For reference, let’s talk about distributions over $n$ discrete points. Then estimating MMD is $O(\frac{1}{\sqrt{n}})$. Wasserstein is $O(\frac{1}{n^{1/d}})$, ($d$ the dimensionality of the space where these points live). That’s baaaaaaad if you’re working in a high-d space.

This is why practical applications often resort to clever workarounds. The famous Wasserstein GAN (WGAN) uses a different formulation for $W_1$ based on the Kantorovich-Rubinstein duality:

\[W_1(\mu, \nu) = \sup_{\|f\|_L \le 1} \left( \mathbb{E}_{x \sim \mu}[f(x)] - \mathbb{E}_{x \sim \nu}[f(x)] \right)\]

This dual formulation changes the problem from finding an optimal transport plan to finding a single 1-Lipschitz function $f$ that maximally separates the two distributions. This is a task a neural network can approximate well, sidestepping the direct OT problem. But morally, you have to introduce a whole neural network to evaluate this distance.

Another fix is the Sinkhorn distance. This approach adds an entropic regularization term to the original OT problem, penalizing transport plans $\gamma$ that are too “certain”:

\[\text{Cost}(\gamma) = \int d(x, y)^p \,d\gamma(x, y) - \epsilon H(\gamma)\]

The magic of this regularization is that it makes the optimization problem “strictly convex” and allows for a very fast iterative algorithm (the Sinkhorn-Knopp algorithm) to find the solution. The catch is that you are no longer computing the true Wasserstein distance. The regularization parameter $\epsilon$ introduces a bias, creating a trade-off: higher speed and stability for a less accurate, “blurry” approximation of the true transport cost.

Case Study: β-VAE and Implicit Geometry

This is more of a tangent since I was studying β-VAEs at the same time as this- I’ll assume you know what that is - else check Lili’s post because she’s the bestestest); think of it like an intuition check where I say I’m full of it about all this optimal transport stuff because β-VAE learns geometry just fine thank you very much, then I argue with myself and it turns out that β-VAE really would love to not learn geometry if only it could have more output heads.

The loss function is:

\[\mathcal{L} = \mathbb{E}_{q(z|x)}[\log p(x|z)] - \beta D_{KL}(q(z|x) \| p(z))\]

This is the standard VAE loss, but with the hyperparameter $\beta$. For a standard VAE, $\beta=1$. By setting $\beta > 1$, we place a much stronger penalty on the KL divergence term. This term pushes the learned latent distribution for each input, $q(z|x)$, towards a simple prior, $p(z)$ (e.g., an isotropic Gaussian).

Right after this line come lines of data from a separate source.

PR #558, opened 2019-07-10
Examples of Composite and Combined constructs

ichoyjx:
2.8.3 Loop SIMD Construct
2.11.1 Parallel Loop Construct
2.11.3 Parallel Loop SIMD Construct

Not in the implementation:
2.8.3 DO SIMD: A list item may appear in a linear or firstprivate clause but not both

### DIFF
--- a/lib/semantics/check-omp-structure.cc
+++ b/lib/semantics/check-omp-structure.cc
@@ -18,6 +18,12 @@
 
 namespace Fortran::semantics {
 
+std::string OmpStructureChecker::ContextDirectiveAsFortran() {
+  auto dir{EnumToString(GetContext().directive)};
+  std::replace(dir.begin(), dir.end(), '_', ' ');
+  return dir;
+}
+
 bool OmpStructureChecker::HasInvalidWorksharingNesting(
     const parser::CharBlock &source, const OmpDirectiveSet &set) {
   // set contains all the invalid closely nested directives
@@ -199,10 +205,7 @@ void OmpStructureChecker::Enter(
 
 void OmpStructureChecker::Leave(const parser::OmpClauseList &) {
   // 2.7 Loop Construct Restriction
-  if (GetContext().directive == OmpDirective::DO ||
-      GetContext().directive == OmpDirective::PARALLEL_DO ||
-      GetContext().directive == OmpDirective::DO_SIMD ||
-      GetContext().directive == OmpDirective::PARALLEL_DO_SIMD) {
+  if (doSet.test(GetContext().directive)) {
     if (auto *clause{FindClause(OmpClause::SCHEDULE)}) {
       // only one schedule clause is allowed
       const auto &schedClause{std::get<parser::OmpScheduleClause>(clause->u)};
@@ -253,12 +256,10 @@ void OmpStructureChecker::Leave(const parser::OmpClauseList &) {
 
       // TODO: ordered region binding check (requires nesting implementation)
     }
-  }  // DO
+  }  // doSet
 
   // 2.8.1 Simd Construct Restriction
-  if (GetContext().directive == OmpDirective::SIMD ||
-      GetContext().directive == OmpDirective::DO_SIMD ||
-      GetContext().directive == OmpDirective::PARALLEL_DO_SIMD) {
+  if (simdSet.test(GetContext().directive)) {
     if (auto *clause{FindClause(OmpClause::SIMDLEN)}) {
       if (auto *clause2{FindClause(OmpClause::SAFELEN)}) {
         const auto &simdlenClause{
@@ -375,14 +376,11 @@ void OmpStructureChecker::Enter(const parser::OmpClause::Ordered &x) {
     }
 
     // 2.8.3 Loop SIMD Construct Restriction
-    if (GetContext().directive == OmpDirective::DO_SIMD ||
-        GetContext().directive == OmpDirective::PARALLEL_DO_SIMD) {
-      auto dir{EnumToString(GetContext().directive)};
-      std::replace(dir.begin(), dir.end(), '_', ' ');
+    if (doSimdSet.test(GetContext().directive)) {
       context_.Say(GetContext().clauseSource,
           "No ORDERED clause with a parameter can be specified "
           "on the %s directive"_err_en_US,
-          dir);
+          ContextDirectiveAsFortran());
     }
   }
 }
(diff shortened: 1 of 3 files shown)


lib/semantics/check-omp-structure.cc
```diff
@@ -148,9 +164,45 @@ void OmpStructureChecker::Enter(const parser::OmpLoopDirective::Simd &) {
...
+  OmpClauseSet allowedOnce{OmpClause::IF, OmpClause::NUM_THREADS,
+      OmpClause::PROC_BIND, OmpClause::SCHEDULE, OmpClause::COLLAPSE,
+      OmpClause::ORDERED, OmpClause::SAFELEN, OmpClause::SIMDLEN};
+  SetContextAllowedOnce(allowedOnce);
+}
+
 void OmpStructureChecker::Leave(const parser::OmpClauseList &) {
   // 2.7 Loop Construct Restriction
-  if (GetContext().directive == OmpDirective::DO) {
+  if (GetContext().directive == OmpDirective::DO ||
```
vjayathirtha-nv: I wonder if it would be better (cleaner to read) to use a `switch` statement here instead of `if` here?
Even I'm not sure, anyone else have opinions on this?
```suggestion
  switch(GetContext().directve) {
  case OmpDirective::DO:
  case OmpDirective::PARALLEL_DO:
  case OmpDirective::DO_SIMD:
  case OmpDirective::PARALLEL_DO_SIMD:
    <code block>
    break;

  case OmpDirective::SIMD:
  case OmpDirective::DO_SIMD:
  case OmpDirective::PARALLEL_DO_SIMD:
    <code block>
    break;
  }
```

lib/semantics/check-omp-structure.cc
```diff
@@ -204,7 +256,9 @@ void OmpStructureChecker::Leave(const parser::OmpClauseList &) {
   }  // DO
```
vjayathirtha-nv: If you end up not taking the `switch` route, update this comment.

lib/semantics/check-omp-structure.cc
```diff
@@ -148,9 +164,45 @@ void OmpStructureChecker::Enter(const parser::OmpLoopDirective::Simd &) {
...
+  SetContextAllowedOnce(allowedOnce);
+}
+
 void OmpStructureChecker::Leave(const parser::OmpClauseList &) {
   // 2.7 Loop Construct Restriction
-  if (GetContext().directive == OmpDirective::DO) {
+  if (GetContext().directive == OmpDirective::DO ||
+      GetContext().directive == OmpDirective::PARALLEL_DO ||
+      GetContext().directive == OmpDirective::DO_SIMD ||
+      GetContext().directive == OmpDirective::PARALLEL_DO_SIMD) {
```
tskeith: You need to do this a lot (i.e. check if the current directive is one of a set), so it might be worth writing a function for that.  Something like this:
```
bool IsContextDirective(const std::initializer_list<OmpDirective> &directives) {
  auto it{std::find(directives.begin(), directives.end(), GetContext().directive)};
  return it != directives.end();
}
```
Then use it like this:
```
if (IsContextDirective({OmpDirective::DO, OmpDirective::PARALLEL_DO,
        OmpDirective::DO_SIMD, OmpDirective::PARALLEL_DO_SIMD})) {
```

Maybe name it `IsContextDirectiveOneOf` if you want to be more explicit.

klausler: There's also `lib/common/enum-set.h` which provides APIs like `set` and `bitset` to sets of enums.

lib/semantics/check-omp-structure.cc
```diff
@@ -319,6 +373,17 @@ void OmpStructureChecker::Enter(const parser::OmpClause::Ordered &x) {
             "a constant positive integer expression"_err_en_US);
       }
     }
+
+    // 2.8.3 Loop SIMD Construct Restriction
+    if (GetContext().directive == OmpDirective::DO_SIMD ||
+        GetContext().directive == OmpDirective::PARALLEL_DO_SIMD) {
+      auto dir{EnumToString(GetContext().directive)};
+      std::replace(dir.begin(), dir.end(), '_', ' ');
```
tskeith: You should extract this into a function, in part so that the reader can tell why you're doing this string manipulation (either from the name of the function or a comment on it).

We use `AsFortran` for functions that return a representation of something as it can appear in Fortran source, so that seems appropriate here.  Maybe `std::string AsFortran(OmpDirective)` or `std::string ContextDirectiveAsFortran()`.

lib/semantics/check-omp-structure.cc
klausler: I think that the `switch` is more clear.

lib/semantics/check-omp-structure.cc
tskeith: The `EnumSet` approach is especially good if you want to give the sets names so that you can use them in more than one place. For example, the set of DO, PARALLEL_DO, DO_SIMD, and PARALLEL_DO_SIMD is being used twice currectly. If there is a meaningful name you can give this set, you can define it once and use it in both places.

Also, there is already a name for this enum set type, so a set can be defined as:
`static constexpr OmpDirectiveSet thisSet{...};`

ichoyjx: Thank you all for the very detailed suggestions!

lib/semantics/check-omp-structure.cc
ichoyjx: Addressed in update commit. Thanks.

lib/semantics/check-omp-structure.cc
ichoyjx: Addressed in update commit.

lib/semantics/check-omp-structure.cc
ichoyjx: Updated with `EnumSet` instead.

lib/semantics/check-omp-structure.h
```diff
@@ -42,6 +42,14 @@ ENUM_CLASS(OmpDirective, PARALLEL, DO, SECTIONS, SECTION, SINGLE, WORKSHARE,
...
 using OmpDirectiveSet = common::EnumSet<OmpDirective, OmpDirective_enumSize>;
 
+static constexpr OmpDirectiveSet doSet{OmpDirective::DO,
+    OmpDirective::PARALLEL_DO, OmpDirective::DO_SIMD,
+    OmpDirective::PARALLEL_DO_SIMD};
+static constexpr OmpDirectiveSet simdSet{
+    OmpDirective::SIMD, OmpDirective::DO_SIMD, OmpDirective::PARALLEL_DO_SIMD};
+static constexpr OmpDirectiveSet doSimdSet{
+    OmpDirective::DO_SIMD, OmpDirective::PARALLEL_DO_SIMD};
+
```
tskeith: These could probably go in the .cc file.

ichoyjx: Okay.

PR #559, opened 2019-07-11
Move some functions to semantics/tools.h

tskeith:
Move some member functions out of symbols.h etc. and into tools.h. This simplifies things a little and reduces dependencies of the symbol table on the rest of semantics.


lib/semantics/resolve-names.cc
```diff
@@ -1344,19 +1345,20 @@ void ImplicitRulesVisitor::Post(const parser::ParameterStmt &x) {
...
-                            [&](const std::list<parser::ImplicitSpec> &x) {
-                              if (prevImplicitNoneType_) {
-                                Say("IMPLICIT statement after IMPLICIT NONE or "
-                                    "IMPLICIT NONE(TYPE) statement"_err_en_US);
-                                return false;
-                              }
-                              return true;
-                            },
-                        },
+  bool res = std::visit(
```
klausler: Could use {braces}.

PR #561, opened 2019-07-11
Better name resolution for intrinsics

klausler:
Eliminate `semantics::MiscDetails::Kind::SpecificIntrinsic` in favor of representing intrinsic procedures in the symbol table as `ProcEntity`(ie)s with the `INTRINSIC` attr set.  Ensure that `EXTERNAL abs` masks the intrinsic.


klausler:
Rebased to current master to eliminate all the formatting differences, which obscured the real changes here.

PR #565, opened 2019-07-11
When creating symbols for intrinsics, do not put them in the global s…

klausler:
…cope, and do not emit them to module files.

### DIFF
--- a/lib/semantics/resolve-names.cc
+++ b/lib/semantics/resolve-names.cc
@@ -4767,11 +4767,12 @@ void ResolveNamesVisitor::HandleProcedureName(
   CHECK(flag == Symbol::Flag::Function || flag == Symbol::Flag::Subroutine);
   auto *symbol{FindSymbol(name)};
   if (symbol == nullptr) {
-    Attrs attrs;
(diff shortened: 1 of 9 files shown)


klausler:
Please take another look, I've added a fix for bug #571.

lib/semantics/resolve-names.cc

Basically large β tries to make the VAE put all of its samples really close to the origin, even though this makes it way harder to reconstruct stuff - so you have these Gaussian blobs for different classes that it would love to just put infinity far away from each other, but now it can’t, so it has to learn to be very judicious with how much it lets each blob spread out - it can only let classes have variance if they ‘need it more’ than other classes. At the end of it, the idea is that now you can interpolate between two classes in latent space, and you will meaningfully interpolate in output space too.

Okay then so am I full of it? In general yes but here I think no (I’m writing it after all) - this picture of how β-VAE works assumes you’re encoding stuff as a Gaussian - if you pretend your encoder is unlimited by mortal constraints and can output an arbitrary probability distribution, then you should end up with a whacky convoluted thing that still pushes distributions near the origin, but can be arbitrarily discontinuous in achieving that as long as it preserves reconstruction loss.

Conclusion: Okay You Can Go Back To Using KL Divergence - But At Least We Got Some Fun PDEs!

Okay, so the name of the game is naturalness. In a space with a metric, like the real numbers or whatever, your metric on probability distributions should respect the underlying metric. KL doesn’t do this - and for tokens which really are just discrete ints where the actual number is meaningless, that’s right. If you want to be “natural”, you need something metric-aware, and one of the best options for this is $W_2$.

$W_2$ gives you some really nice geometry - we talked about Otto calculus on the space of probability distributions, and this gives us some really nice PDEs. Yay I love PDEs!